Either add a “present” clause or another “copy” clause on the parallel loop within “rotation”.
#pragma acc parallel loop present(T)
#pragma acc parallel loop copy(T[:N]))
Otherwise, the compiler must add an implicit copy of “T” but since the bounds are unknown, it can’t.
At runtime, “present” will look-up “T” in the present table tp do the host to device address mapping. If “T” is not present, the code will error.
For “copy”, “present_or” semantics will be applied. If “T” is present, then the device address will be used and no copy performed. If “T” is not present, then the data will be copied. This is useful if “rotation” may or may not be called from within a higher level data region. The caveat being that you’d need to compute or pass in “N”'s value.
Thanks for the suggestions and ideas.
I guess, the #pragama acc parallel loop present(T) would be a good option, since the vector(array) is in the GPU. As far as I understood, copy would do host to the device, since copy is already used at the beginning of the code, we do not need to use the copy again.
As you know, I can also use the -ta=tesla:managed using unified or explicit copying would vary the overall performance. Would you just suggest to use -ta=tesla:managed or not.
Correct. I prefer using “present” in these cases, but “copy” does have it’s place especially if “rotation” is not always call from within an outer data region.
Would you just suggest to use -ta=tesla:managed or not.
Using Unified Memory (i.e. managed) does greatly simplify programming since data management is often the most difficult part of offloading to a GPU. Especially for large complex data structures. So long as the program isn’t touching data back and forth between the host and device, the performance is often the same as manually managing the data.

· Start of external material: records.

Issue #126, opened 2016-09-15
Create a new asset type for the Changelog file


joaomoreno:
Similar to the Details asset type

joaomoreno:
@XVincentX you can also contribute to getting this done.

Check out how VSCE maps README.md into the Details asset type. We gotta make the same for the CHANGELOG.md.

XVincentX:
@joaomoreno Cool - I'll have a look later on. Stay tuned!

XVincentX:
@joaomoreno 
From a quick view I'd say that [this](https://github.com/Microsoft/vscode-vsce/blob/9871b82a4237db00f0ba8abf3d094ee259ec283e/src/package.ts#L249) is our guy to modify; probably on the same way I did in the previous PR - that is - generalise it as a `Markdown` processor and probably provide a property where you could set the regexp to find the files.

Does that make sense for you?

joaomoreno:
Spot on. 👍

joaomoreno:
Thanks @XVincentX !

PR #129, opened 2016-09-16
Make vsce recognise changelog.md as an asset

XVincentX:
The following PR will address #126 that is - if a changelog file is present in your directory, it will make sure to treat it as an asset (which can be used around the ecosystem).

Notes are in the code!

### DIFF
--- a/src/package.ts
+++ b/src/package.ts
@@ -246,12 +246,12 @@ export class TagsProcessor extends BaseProcessor {
 	}
 }
 
-export class ReadmeProcessor extends BaseProcessor {
+export class MarkdownProcessor extends BaseProcessor {
 
 	private baseContentUrl: string;
 	private baseImagesUrl: string;
 
-	constructor(manifest: Manifest, options: IPackageOptions= {}) {
+	constructor(manifest: Manifest, options: IPackageOptions= {}, private fileRegExp : RegExp) {
 		super(manifest);
 
 		const guess = this.guessBaseUrls();
@@ -263,7 +263,7 @@ export class ReadmeProcessor extends BaseProcessor {
 	onFile(file: IFile): Promise<IFile> {
 		const path = util.normalize(file.path);
 
-		if (!/^extension\/readme.md$/i.test(path)) {
+		if (!this.fileRegExp.test(path)) {
 			return Promise.resolve(file);
 		}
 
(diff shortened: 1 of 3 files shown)


src/package.ts
```diff
@@ -246,12 +246,12 @@ export class TagsProcessor extends BaseProcessor {
...
 }
 
-export class ReadmeProcessor extends BaseProcessor {
+export class MarkdownProcessor extends BaseProcessor {
 
 	private baseContentUrl: string;
 	private baseImagesUrl: string;
 
-	constructor(manifest: Manifest, options: IPackageOptions= {}) {
+	constructor(manifest: Manifest, options: IPackageOptions= {}, private fileRegExp : RegExp) {
```
XVincentX: Are you ok with the parameter order? Usually I would go with default parameters as last one, but I did not want to break the existing behaviour. You'll tell me!

src/test/package.test.ts
```diff
@@ -195,27 +195,29 @@ describe('toVsixManifest', () => {
...
-
-		return _toVsixManifest(manifest, files)
-			.then(xml => parseXmlManifest(xml))
-			.then(result => {
-				assert.equal(result.PackageManifest.Assets[0].Asset.length, 2);
-				assert.equal(result.PackageManifest.Assets[0].Asset[1].$.Type, 'Microsoft.VisualStudio.Services.Content.Details');
-				assert.equal(result.PackageManifest.Assets[0].Asset[1].$.Path, 'extension/readme.md');
-			});
-	});
+	['readme', 'changelog'].forEach((fileType) => {
```
XVincentX: I just generalised the tests instead of copy paste others.

src/test/package.test.ts
```diff
@@ -1096,7 +1098,7 @@ describe('ReadmeProcessor', () => {
 		};
 
 		const root = fixture('readme');
-		const processor = new ReadmeProcessor(manifest);
+		const processor = new MarkdownProcessor(manifest, {}, /^extension\/readme.md$/i);
```
XVincentX: Here you can see that the parameter order is a bit...unfortunate. Suggestions?

XVincentX:
I might probably need to rebase since you released 1.12 @joaomoreno

joaomoreno:
It's alright, leave it to me.

XVincentX:
Thanks!

XVincentX:
@joaomoreno Is there anything blocking here? I'd love to move forward!

XVincentX:
@joaomoreno That's great. What would be the next step now?

joaomoreno:
Now let's go back to Microsoft/vscode#11940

The caveats to using UM are that it’s currently only available for dynamically allocated data, is an extension so may not be portable to other compilers and platforms, can’t be used with “async”, and is currently not performant when using CUDA Aware MPI.
In practice, I tend to manually manage data. In part it’s because what I used to doing, but also I’m primarily porting MPI+OpenACC codes, so CUDA Aware MPI performance is a requirement. Though once the performance issues are fixed, as well as managing static data, I’ll start using UM more. I also find if I start with UM, it’s difficult to go back and add data directives later.
So which should you use? If productivity is your primary goal and the caveats aren’t an issue, then use it. If the goal is to highly optimize the data movement, then data directives are the better path.